N: Físicamente existe. No sé si el nacimiento de cualquiera de nosotros sea lo mismo que su muerte. Muchos seres nacen y mueren todos los días.

M: ¿Qué es la muerte?
N: La muerte es el cese de un ente físico. Lo que aterra es el dolor que precede a la muerte.

M: ¿En qué consiste ese dolor?
N: Distintos tipos de padecimiento; actos continuos de decepción; cuestionamiento diario; un accidente, una agonía física; una herida en el alma. ¿Por qué preguntan tanto sobre la existencia?

M: No sabemos. Háblenos de sus ojos
N: ¿Por qué de mis ojos?

M: Porque son bellos.
N: Muchas gracias. Alguna vez compusimos con un viejo amigo una canción que se titulaba “Mis ojos están extraterrestres”. Quizá eso sea lo único que tenga que decir.

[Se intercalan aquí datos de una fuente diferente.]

PR #430, opened 2024-03-12
[proteomics] listener

dlin30:
added listener for annotation interface

### DIFF
--- a/python/python/bystro/proteomics/listener_annotation_interface.py
+++ b/python/python/bystro/proteomics/listener_annotation_interface.py
@@ -3,8 +3,10 @@ import argparse
 import logging
 from ruamel.yaml import YAML
 from pathlib import Path
-import pyarrow.dataset as ds
+import pyarrow.dataset as ds    # type: ignore
 from opensearchpy import OpenSearch
+import pandas as pd
+from datetime import datetime, timezone
 
 from bystro.beanstalkd.worker import listen, QueueConf, ProgressPublisher
 from bystro.beanstalkd.messages import BaseMessage, CompletedJobMessage, SubmittedJobMessage
@@ -15,7 +17,6 @@ from bystro.proteomics.annotation_interface import (
 
 logger = logging.getLogger(__file__)
 
-EFS_BASE_PATH = "/seqant/user-data/"
 PROTEOMICS_TUBE = "proteomics"
 
 
@@ -25,8 +26,6 @@ class ProteomicsJobData(BaseMessage, frozen=True, rename="camel"):
 
     Parameters
     ----------
-    submission_id: str
-        The unique identifier for the job.
     data_path: str
         The path to the proteomics data file.
     out_dir: str
@@ -37,7 +36,6 @@ class ProteomicsJobData(BaseMessage, frozen=True, rename="camel"):
         The name of the OpenSearch index from which annotation data will be queried.
     """
 
-    submission_id: str
     data_path: str
     out_dir: str
     annotation_query: str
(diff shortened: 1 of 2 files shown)


python/python/bystro/proteomics/listener_annotation_interface.py
```diff
@@ -0,0 +1,122 @@
...
+        The path to the proteomics data file.
+    out_dir: str
+        The directory to write the results to.
+    annotation_query: str
+        The query string used to fetch annotation data from OpenSearch index.
+    index_name: str
+        The name of the OpenSearch index from which annotation data will be queried.
+    """
+
+    submission_id: str
```
akotlar, line 40: You don't need to provide submission_id here, as BaseMessage already provides that

python/python/bystro/proteomics/listener_annotation_interface.py
```diff
@@ -0,0 +1,122 @@
...
+    with Path(queue_conf_path).open(encoding="utf-8") as queue_config_file:
+        raw_queue_conf = YAML(typ="safe").load(queue_config_file)
+    beanstalk_conf = raw_queue_conf["beanstalkd"]
+    return QueueConf(addresses=beanstalk_conf["addresses"], tubes=beanstalk_conf["tubes"])
+
+
+def handler_fn(_publisher: ProgressPublisher, job_data: ProteomicsJobData) -> str:
+    logger.info("Processing Proteomics job: %s", job_data)
+
+    efs_out_dir = Path(EFS_BASE_PATH) / job_data.out_dir
```
akotlar, line 61: You don't need this. job_data.out_dir is a fully qualified path to the output.

We also can't assume job_data.out_dir refers to an EFS path; it could be an S3 or google cloud bucket path in the future.

python/python/bystro/proteomics/listener_annotation_interface.py
```diff
@@ -0,0 +1,122 @@
...
+from bystro.beanstalkd.worker import listen, QueueConf, ProgressPublisher
+from bystro.beanstalkd.messages import BaseMessage, CompletedJobMessage, SubmittedJobMessage
+from bystro.proteomics.annotation_interface import (
+    get_annotation_result_from_query,
+    join_annotation_result_to_proteomics_dataset,
+)
+
+logger = logging.getLogger(__file__)
+
+EFS_BASE_PATH = "/seqant/user-data/"
```
akotlar, line 18: no need for this, see comment below

akotlar:
also need to fix the mypy errors :)

akotlar:
Oh, we're also assuming the proteomics upload is a feather file here. For now, I think we should not make that assumption, and instead read it as a .tsv.

This is because we don't yet process the proteomics file in any way in either the api or bystro-web, so a user couldn't use this as is

python/python/bystro/proteomics/listener_annotation_interface.py
```diff
@@ -0,0 +1,122 @@
...
+    return QueueConf(addresses=beanstalk_conf["addresses"], tubes=beanstalk_conf["tubes"])
+
+
+def handler_fn(_publisher: ProgressPublisher, job_data: ProteomicsJobData) -> str:
+    logger.info("Processing Proteomics job: %s", job_data)
+
+    efs_out_dir = Path(EFS_BASE_PATH) / job_data.out_dir
+    efs_out_dir.mkdir(parents=True, exist_ok=True)
+
+    dataset = ds.dataset([job_data.data_path], format="arrow")
```
akotlar, line 64: We did talk about assuming the proteomics file is a feather file, but until we actually process the proteomics files to be feather files, we should assume they are tsvs, and use pandas.from_csv(path, sep="\t").

akotlar (approved):
LGTM

Issue #421, opened 2024-03-08
Sprint 9 Task List


akotlar:
Webapp
- [x] Fix S3 upload  - March 13th for PR @akotlar 
- [x] Fix search cards to show all data - March 13th for PR @akotlar 
- [x] Hide settings wheel in queued file list (it is not currently enabled)  - March 11th @akotlar 
- [x] Autocomplete field names - March 15th @akotlar 
- [x] Fix search phase exception with long query: @akotlar noticed that an aggregations (Heterozygotes per variant  was cancelled after it ran for a certain amount of time). If cannot be solved, remove the offending aggregation scripts. https://github.com/bystrogenomics/bystro-web/issues/388 - @akotlar - March 28th
- [x] Finish making AMIs for bystro-web, bystro, and opensearch servers - hard deadline is March 29th.
- [x] (stretch) Add ability to rename genetic submissions in front end, before uploading them, by clicking on the name  -@akotlar 
- [x] (stretch) Add ability to stitch together datasets.
- [ ] (stretch) Add Jupyter notebook launcher
- [ ] (stretch) support (refSeq:brca1), which would expand to (refseq.\\*:brca1)
- [x] (stretch) Update numerical facets to allow selecting on ranges using slider

Annotation
- [x] Test hg19_v8 database by comparing results, row by row, on trio_trim.vcf.gz between hg19_v8 and dave's instance b10 database - March 15th @akotlar 
- [x] Create hg38 database - March 11th @akotlar 
- [x] Test hg38 database by comparing results, row by row, on trio_trim.vcf.gz between hg19_v8 and dave's instance b10 database - March 18th @akotlar 

Ancestry
- [x] Retrain ancestry model (hg38) with 76k gnomad loadings - @cristinaetrv  - March 13th
- [x] Liftover array set - @cristinaetrv - March 13th 
- [x] Liftover gnomad loadings - @cristinaetrv  - March 14th 
- [x] Add assembly to AncestryData, update bystro-web to submit assembly, and use assembly when choosing model (https://github.com/bystrogenomics/bystro/issues/419) - @akotlar - March 13th
- [x] Create ancestry docker container - @akotlar - March 14th
- [x] Add support for choosing best covariate set for ancestry - @akotlar - March 15th
- [x] Gives Thomas new ancestry code to test on healthy aging study - March 20th @cristinaetrv 
- [x] Add Ancestry table version that just has IDs and top hit superpops that can be expanded to larger table @akotlar 

[...]

PR #431, opened 2024-03-13
Issue #421: Update opensearch gnomad mappings to match updates hg19 and hg38 data

akotlar:
* Updates hg38.mapping.yamland hg19.mapping.yaml to support new our new hg19 and hg38 databases
* Updates hg38.clean.yml and hg19.clean.yml to match the bystro annotator definitions of our new databases

hg38.mapping.yml is now a separate definition, rather than a symlink to hg19.mapping.yml. It is identical to hg19.mapping.yml besides the gnomad sections, which have to be different since gnomad v4 was used in the hg38 database.

### DIFF
--- a/config/hg19.clean.yml
+++ b/config/hg19.clean.yml
@@ -1,10 +1,34 @@
 ---
 assembly: hg19
 build_author: alexkotlar
-build_date: 2023-11-08T00:03:00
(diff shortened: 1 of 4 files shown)


cristinaetrv (approved):
Lgtm!

PR #432, opened 2024-03-13
[ancestry] Add support for choosing ancestry model with lowest missingness

akotlar:
* Chooses model that results in the largest number of retained rows, which is the best single indicator of model fit

A future improvement could be checking whether the matching rows have lots of NAs, but this really won't help much, because samples with high sample missingness are liable to not be good regardless.

### DIFF
--- a/python/python/bystro/ancestry/inference.py
+++ b/python/python/bystro/ancestry/inference.py
@@ -2,6 +2,7 @@
 
 import logging
 import os
+from typing import Generator
 import psutil
 
 from msgspec import Struct
@@ -9,9 +10,9 @@ import numpy as np
 import pandas as pd
 
 import pyarrow.compute as pc  # type: ignore
-from pyarrow.dataset import Dataset  # type: ignore
+from pyarrow.dataset import Dataset, Scanner  # type: ignore
 
-from sklearn.ensemble import RandomForestClassifier
+from sklearn.ensemble import RandomForestClassifier # type: ignore
 
 from bystro.ancestry.ancestry_types import (
     AncestryResults,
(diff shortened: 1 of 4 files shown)


python/python/bystro/ancestry/listener.py
```diff
@@ -82,16 +72,43 @@ def _get_model_from_s3(assembly: str) -> AncestryModel:
...
+    )
+    array_model = _get_one_model_from_s3(
+        pca_local_key_array, rfc_local_key_array, pca_file_key_array, rfc_file_key_array
+    )
+
+    models = AncestryModels(gnomad_model, array_model)
 
     # Update the cache with the new model
-    if len(models_cache) >= 2:
+    if len(models_cache) >= 1:
```
akotlar, line 105: cache one assembly since we now have 2x the models per assembly, and in the future 3x

python/python/bystro/ancestry/inference.py
```diff
@@ -161,25 +178,60 @@ def infer_ancestry(ancestry_model: AncestryModel, genotypes: Dataset) -> Ancestr
...
+            "Found %d rows in genotypes matching array PCA loadings",
+            array_matching_row_count,
+        )
+
+        logger.info(
+            "Memory usage after dosage matrix filtered row counting: %s (MB)",
+            psutil.Process(os.getpid()).memory_info().rss / 1024**2,
+        )
+
+        if gnomad_matching_row_count >= array_matching_row_count:
```
cristinaetrv, line 213: Since the array set has about half of the gnomad set (~34k vs ~74k), the gnomad set could beat the array set even in a case where the percentage is 100% variant match to the array set with just 50% variant match to the gnomad set. Could we adjust it to take the highest percent retention instead of highest row count?

cristinaetrv (changes requested):
Recommend changing comparing counts of matching rows to percent variants retained during model selection to reduce chance of bias due to difference in variant set sizes between the models

python/python/bystro/ancestry/inference.py
akotlar: @austinTalbot7241993 what do you think? Would it be better to use absolute number of snps / informative PC's, or completeness respective to the model (or a hybrid strategy)?

akotlar: Based on Dave's comments, if you're open to it, unless Austin strongly feels otherwise, let's leave as is, and then run the test? That way we don't block deployment of something that is a strict improvement over what we had before, and can optimize in a subsequent PR?

cristinaetrv (approved):
Overall, looks good. 

After discussion with Austin and Dave, we've decided to run tests on whether percentage of variants retained or raw count of variants retained will give more accurate ancestry results when choosing between models with different SNP sets. If percentage ends up performing better after tests, adding that in will be a next step.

M: ¿Queda algo para mañana?
N: Rutina. Ese es el desayuno constante de mañana. ¡A alimentarnos pues!

M: ¿Tiene proyectos a futuro?
N: Pretextos. Proyectos, ninguno.

M: ¿Qué piensa del amor entre hombres?
N: Por fin una pregunta interesante. (Risa filena). No, cada cual tiene el derecho de amar a cualquiera. Ustedes, por ejemplo, podrían amarse… y mucho.

M: ¿Usted ama a alguien?
N: Claro que sí. La novia, los familiares y amigos.

M: ¿Ama las estrellas o la aurora?
N: Ambos son hermosos: son símbolos de lo decadente que se extingue. Son preciosos. (Risa de marica).

Por un momento Nelso se incómoda con la entrevista y ordena que a cada frase que él emita se le ponga la aclaración de que ríe como una marica.

M: ¿Cómo le afecta la belleza femenina?
N: Como una herida de la cual no se tiene recuperación.

M: ¿Una herida mortal?
N: Mortal. Peor aún, deja vivir para soportarla. (Sonríe a otros chicos que vagan por el bar).

M: Y la belleza masculina…
N: También existe. No me fijo mucho en ella pero existe. A ellas les fascina y a algunos hombres también.

M: ¿Espera la muerte?
N: No la niego. Si llega la acepto. Será un gran momento.

M: ¿Qué significa su obra, tanto para usted como para el mundo?
N: ¡Pero es que no hay obra!

M: Falso. Su silencio es un monumento legado a una civilización de humanos que fracasaron. ¿Qué puede decir al respecto?
N: La humanidad fracasó, no hay nada que hacer. Si yo le sirvo de monumento, cumpliré al menos algún propósito.

M: ¿Queda algo por vivir?
N: Viéndolo bien, cosas absolutamente triviales: una ida al campo, unas cervezas, una conversación. Nada más o pocas cosas.

M: ¿Quiere decir algo más?
N: Apreciados amigos: no comprendo esta entrevista, pero les quiero mucho.